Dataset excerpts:
━━━━━━━━━━

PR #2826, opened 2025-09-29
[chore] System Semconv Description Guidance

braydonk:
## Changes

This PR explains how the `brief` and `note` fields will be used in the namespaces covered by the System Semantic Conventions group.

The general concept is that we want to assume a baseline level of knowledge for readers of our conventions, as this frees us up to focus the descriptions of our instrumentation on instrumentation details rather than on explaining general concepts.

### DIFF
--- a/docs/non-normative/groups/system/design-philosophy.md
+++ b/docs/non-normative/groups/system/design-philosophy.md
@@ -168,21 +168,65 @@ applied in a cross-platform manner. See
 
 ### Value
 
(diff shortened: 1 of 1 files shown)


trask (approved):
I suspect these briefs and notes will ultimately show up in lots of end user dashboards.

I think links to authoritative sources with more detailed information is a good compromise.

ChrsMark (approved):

━━━━━━━━━━

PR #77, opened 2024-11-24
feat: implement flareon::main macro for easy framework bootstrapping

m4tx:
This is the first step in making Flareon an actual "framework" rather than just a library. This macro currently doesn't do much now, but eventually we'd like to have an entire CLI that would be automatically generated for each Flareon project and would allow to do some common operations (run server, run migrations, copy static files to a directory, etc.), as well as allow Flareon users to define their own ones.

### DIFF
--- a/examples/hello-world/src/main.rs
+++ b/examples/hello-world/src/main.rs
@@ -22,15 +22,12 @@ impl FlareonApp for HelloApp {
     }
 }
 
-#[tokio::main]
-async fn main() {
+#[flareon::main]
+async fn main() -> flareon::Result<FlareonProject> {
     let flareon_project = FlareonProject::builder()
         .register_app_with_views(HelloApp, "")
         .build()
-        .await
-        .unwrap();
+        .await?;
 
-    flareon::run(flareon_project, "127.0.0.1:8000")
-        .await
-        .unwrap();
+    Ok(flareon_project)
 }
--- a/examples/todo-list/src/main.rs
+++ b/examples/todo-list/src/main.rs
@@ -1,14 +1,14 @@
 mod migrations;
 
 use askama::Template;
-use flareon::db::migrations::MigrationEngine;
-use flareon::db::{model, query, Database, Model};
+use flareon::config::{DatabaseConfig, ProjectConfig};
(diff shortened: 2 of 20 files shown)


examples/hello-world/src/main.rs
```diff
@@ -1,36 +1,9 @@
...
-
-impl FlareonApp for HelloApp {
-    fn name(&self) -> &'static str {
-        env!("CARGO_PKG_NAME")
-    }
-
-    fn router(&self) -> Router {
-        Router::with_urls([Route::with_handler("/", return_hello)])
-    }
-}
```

━━━━━━━━━━

What to work on =
Bring together every line in the entries that holds the string "philosophy".

Answer to this problem =
--- a/docs/non-normative/groups/system/design-philosophy.md
+++ b/docs/non-normative/groups/system/design-philosophy.md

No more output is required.